(Listed records begins)
PR #1297, opened 2025-05-12
api: e2e: serial: initialize slice with correct length in CloneList

ffromani:
The CloneList function previously created a slice with length 0 and only set capacity, which led to a runtime panic when accessing ret[idx].

replaces: #1274

### DIFF
--- a/api/v1/helper/nodegroup/nodegroup.go
+++ b/api/v1/helper/nodegroup/nodegroup.go
@@ -161,7 +161,7 @@ func flattenTrees(trees []Tree) []*mcov1.MachineConfigPool {
 }
 
 func CloneList(nodeGroups []nropv1.NodeGroup) []nropv1.NodeGroup {
-	ret := make([]nropv1.NodeGroup, 0, len(nodeGroups))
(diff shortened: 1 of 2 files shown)


Tal-or:
> /cherry-pick release-4.19

If this code is being used only by the serial test, we can backport it but don't have to.

ffromani:
> > /cherry-pick release-4.19
> 
> If this code is being used only by the serial test, we may backport it but don't have to.

correct, but it's a fix in a general package which we may end up use (and backport) later on, so I prefer to backport, especially considering the fix is simple and uninitrusive.

Tal-or:
> > > /cherry-pick release-4.19
> > 
> > 
> > If this code is being used only by the serial test, we may backport it but don't have to.
> 
> correct, but it's a fix in a general package which we may end up use (and backport) later on, so I prefer to backport, especially considering the fix is simple and uninitrusive.

Sure, I just wanted to emphasis the (forgotten) fact that fixes to the serial suite not require a backport.
In this case this is a fix for a general package used by the serial suite, so that's ok

shajmakh (approved):

PR #1306, opened 2025-05-18
 Activate production registry mapping for Konflux bundle

yanirq:


yanirq:
/hold

test conforma first - then perform final alignments.

PR #1309, opened 2025-05-20
internal: ds: fix condition of the wait loop

shajmakh:
The Eventually should return true if the condition is met, in the old version of the condition, when the condition is met it returns false (while should be the opposite), causing the loop context to exceed the timeout without the expected success.


ffromani (commented):
/approve
/lgtm

nice. How did we miss this so far?

shajmakh:
/unhold
7 tests affected and all ran and passed.

ffromani (commented):
/approve
/lgtm

nits are not worth a resubmit

test/e2e/serial/tests/workload_placement_no_nrt.go
```diff
@@ -192,11 +193,8 @@ func updateInfoRefreshPause(fxt *e2efixture.Fixture, newVal nropv1.InfoRefreshPa
 		err = fxt.Client.Get(context.TODO(), nroKey, updatedObj)
 		Expect(err).ToNot(HaveOccurred())
 
-		// TODO replace with updatedObj.Status.MachineConfigPools[0].Config.InfoRefreshPause when OCPBUGS-16058 is resolved.
-		// currently the functionality of the new flag works bt is matter of not reflecting it in resources status. also we
-		// wait for the respective ds to get ready with the new pods so we should be safe
-		if *updatedObj.Spec.NodeGroups[0].Config.InfoRefreshPause != newVal {
-			klog.Warningf("resource status is not updated yet: expected %q found %q", newVal, *updatedObj.Spec.NodeGroups[0].Config.InfoRefreshPause)
+		if *updatedObj.Status.MachineConfigPools[0].Config.InfoRefreshPause != newVal {
```
Tal-or, line 205: Will the status info present in `updatedObj.Status.MachineConfigPools[]` for the hypershift case as well?

shajmakh: addressed, thanks for pointing it out.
(Listed records ends)
- What you are asked to do -
Set down each record verbatim.

- Result -
PR #1297, opened 2025-05-12
api: e2e: serial: initialize slice with correct length in CloneList

ffromani:
The CloneList function previously created a slice with length 0 and only set capacity, which led to a runtime panic when accessing ret[idx].

replaces: #1274

### DIFF
--- a/api/v1/helper/nodegroup/nodegroup.go
+++ b/api/v1/helper/nodegroup/nodegroup.go
@@ -161,7 +161,7 @@ func flattenTrees(trees []Tree) []*mcov1.MachineConfigPool {
 }
 
 func CloneList(nodeGroups []nropv1.NodeGroup) []nropv1.NodeGroup {
-	ret := make([]nropv1.NodeGroup, 0, len(nodeGroups))
(diff shortened: 1 of 2 files shown)


Tal-or:
> /cherry-pick release-4.19

If this code is being used only by the serial test, we can backport it but don't have to.

ffromani:
> > /cherry-pick release-4.19
> 
> If this code is being used only by the serial test, we may backport it but don't have to.

correct, but it's a fix in a general package which we may end up use (and backport) later on, so I prefer to backport, especially considering the fix is simple and uninitrusive.

Tal-or:
> > > /cherry-pick release-4.19
> > 
> > 
> > If this code is being used only by the serial test, we may backport it but don't have to.
> 
> correct, but it's a fix in a general package which we may end up use (and backport) later on, so I prefer to backport, especially considering the fix is simple and uninitrusive.

Sure, I just wanted to emphasis the (forgotten) fact that fixes to the serial suite not require a backport.
In this case this is a fix for a general package used by the serial suite, so that's ok

shajmakh (approved):

PR #1306, opened 2025-05-18
 Activate production registry mapping for Konflux bundle

yanirq:


yanirq:
/hold

test conforma first - then perform final alignments.

PR #1309, opened 2025-05-20
internal: ds: fix condition of the wait loop

shajmakh:
The Eventually should return true if the condition is met, in the old version of the condition, when the condition is met it returns false (while should be the opposite), causing the loop context to exceed the timeout without the expected success.


ffromani (commented):
/approve
/lgtm

nice. How did we miss this so far?

shajmakh:
/unhold
7 tests affected and all ran and passed.

ffromani (commented):
/approve
/lgtm

nits are not worth a resubmit

test/e2e/serial/tests/workload_placement_no_nrt.go
```diff
@@ -192,11 +193,8 @@ func updateInfoRefreshPause(fxt *e2efixture.Fixture, newVal nropv1.InfoRefreshPa
 		err = fxt.Client.Get(context.TODO(), nroKey, updatedObj)
 		Expect(err).ToNot(HaveOccurred())
 
-		// TODO replace with updatedObj.Status.MachineConfigPools[0].Config.InfoRefreshPause when OCPBUGS-16058 is resolved.
-		// currently the functionality of the new flag works bt is matter of not reflecting it in resources status. also we
-		// wait for the respective ds to get ready with the new pods so we should be safe
-		if *updatedObj.Spec.NodeGroups[0].Config.InfoRefreshPause != newVal {
-			klog.Warningf("resource status is not updated yet: expected %q found %q", newVal, *updatedObj.Spec.NodeGroups[0].Config.InfoRefreshPause)
+		if *updatedObj.Status.MachineConfigPools[0].Config.InfoRefreshPause != newVal {
```
Tal-or, line 205: Will the status info present in `updatedObj.Status.MachineConfigPools[]` for the hypershift case as well?

shajmakh: addressed, thanks for pointing it out.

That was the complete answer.